Quantifying Age-Related Hydraulic and Biochemical Constraints on Tree Photosynthesis in the Southern Appalachian Mountains

Abstract:

Forest carbon accumulation generally declines with age, a trend largely attributed to reductions in gross primary production (GPP). However, for many species, uncertainty remains about the specific mechanisms limiting GPP. We examine both tree hydraulic and biochemical parameters affecting carbon uptake across a successional gradient in the southern Appalachian Mountains, utilizing a chronosequence approach with 5-, 10-, and 85-year old forest stands. We conducted measurements on four of the dominant species in the region: Liriodendron tulipifera, Betula lenta, Acer rubrum, and Quercus alba. To assess biochemical photosynthetic capacity, we estimated V_cmax and J_max from over 140 gas exchange A/Ci curves. We determined that leaf gas exchange measurements performed on excised branches of A. saccharum, L. tulipifera, and Q. alba significantly underestimated assimilation by 35, 26, and 63% on average, respectively. Therefore, A/Ci measurements were performed on in situ canopy branches, using an 18 m boom lift to access the tallest trees.
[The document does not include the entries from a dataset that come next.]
Issue #1079, opened 2018-05-22
New quest: tag seating (bench) at bus stops


SearchingForDottedLines:
Add tagging to indicate if a bus stop has seating or not per: https://wiki.openstreetmap.org/wiki/Tag:highway=bus_stop#Bus_stop

### General

Affected tag(s) to be modified/added: bench=* on nodes where highway=bus_stop and bench=* is not set
Question asked: Does this bus stop have seating?
Valid responses: Yes | No

### Checklist

Checklist for quest suggestions (see guidelines):
- [ Yes ] 🚧 To be added tag is established and has a useful purpose
- [ Yes ] 🤔 Any answer the user can give must have an equivalent tagging (Quest should not reappear to other users when solved by one)
- [ Yes ] 🐿️ Easily answerable by everyone from the outside but a survey is necessary 
- [ Yes ] 💤 Not an overwhelming percentage of elements have the same answer (No spam)
- [ Yes ] 🕓 Applies to a reasonable number of elements (Worth the effort)

### Ideas for implementation

Not sure if the question is better phrased as:

     Natural language: Does this bus stop have seating?
     Tag: Does this bus stop have a bench?

Basic overpass link to candidate nodes:

http://overpass-turbo.eu/map.html?Q=%5Bout%3Ajson%5D%5Btimeout%3A25%5D%3B%0A(%0A%20%20node%5B%22highway%22%3D%22bus_stop%22%5D%5B!%22bench%22%5D(-33.897171451452394%2C151.0599946975708%2C-33.862665104853846%2C151.1052918434143)%3B%0A)%3B%0Aout%20body%3B%0A%3E%3B%0Aout%20skel%20qt%3B

Potential other candidates:

Current bus stop quests also consider public_transport=platform see https://wiki.openstreetmap.org/wiki/StreetComplete/Quests

Responses:

https://taginfo.openstreetmap.org/keys/bench#values

| Response | Tag to set |
| ------------- | ------------- |
| Yes | bench=yes  |
| No | bench=no  |

matkoniecz:
Duplicate of #200

SearchingForDottedLines:
#200 seems to focus on bins more so than benches, which seemed to be the focus of discussion in the comments, but yes there is an overlap.

westnordost:
What about bus stops where the bench is mapped separately? Also, how is this information useful? Please give an example

SearchingForDottedLines:
Primary driver is accessibility.
[...]

PR #2073, opened 2020-09-04
Bench for bus stops

matkoniecz:
I am bit dubious about usefulness of this quest but it is asked after all reasonable quests were asked in a given region and I want to reduce number of open issues to 100 :)


app/src/main/java/de/westnordost/streetcomplete/quests/bus_stop_bench/AddBenchStatusOnBusStop.kt
```diff
@@ -0,0 +1,44 @@
...
+class AddBenchStatusOnBusStop(o: OverpassMapDataAndGeometryApi, r: ResurveyIntervalsStore) : SimpleOverpassQuestType<Boolean>(o) {
+
+    override val tagFilters = """
+        nodes with
+        (
+          (public_transport = platform and ~bus|trolleybus|tram ~ yes)
+          or
+          (highway = bus_stop and public_transport != stop_position)
+        )
+        and physically_present != no and naptan:BusStopType != HAR
```
peternewman, line 19: Ah now I see why you were asking in the other PR. Is it worth pulling this out so it's a common rule across these two bus stop quests and any future ones. Or at least adding comments to both saying to update the other one if it changes.

Or actually TBH all of this filter apart from the bench bit could be common couldn't it?

app/src/main/java/de/westnordost/streetcomplete/quests/bus_stop_bench/AddBenchStatusOnBusStop.kt
```diff
@@ -0,0 +1,44 @@
...
+        and (!bench or bench older today -${r * 5} years)
+    """
+
+    override val commitMessage = "Add whether bus stop has a bench"
```
peternewman, line 23:
```suggestion
    override val commitMessage = "Add whether a bus stop has a bench"
```

peternewman (commented):
A few comments for what they're worth.

app/src/main/java/de/westnordost/streetcomplete/quests/bus_stop_bench/AddBenchStatusOnBusStop.kt
```diff
@@ -0,0 +1,44 @@
...
+
+    override val tagFilters = """
+        nodes with
+        (
+          (public_transport = platform and ~bus|trolleybus|tram ~ yes)
+          or
+          (highway = bus_stop and public_transport != stop_position)
+        )
+        and physically_present != no and naptan:BusStopType != HAR
+        and (!bench or bench older today -${r * 5} years)
```
westnordost, line 20:
```suggestion
        and (!bench or bench older today -${r * 4} years)
```

(All these are using 2, 4, 8,... unless there is no good reason for an exception, let's stay with this IMO)

westnordost (approved):

HolgerJeromin:
Ref #1079

HolgerJeromin:
>  I want to reduce number of open issues to 100 :)

91! :-)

We examine how these photosynthetic parameters vary with age, height, and foliar nitrogen content among tree species and canopy positions. In order to investigate hydraulic factors driving stomatal behavior and therefore carbon uptake, we collected measurements of mid-day and pre-dawn leaf water potential (ψ_md and ψ_pd) and xylem cavitation vulnerability. Preliminary results suggest that ψ_md-ψ_pd decreases with along the chronosequence in anisohydric species, whereas ψ_md-ψ_pd increases or remains stable with age/height in isohydric species. These data will be analyzed together with site- and species-specific hydraulic vulnerability data to assess whether the hydraulic safety margin changes with tree age/height, and explore how these patterns vary among species representing different xylem anatomies and a range of isohydric/anisohydric water management strategies. These results will provide improved estimates of common parameters in terrestrial ecosystem models, and contribute to our ability to predict carbon and water tradeoffs in a changing climate.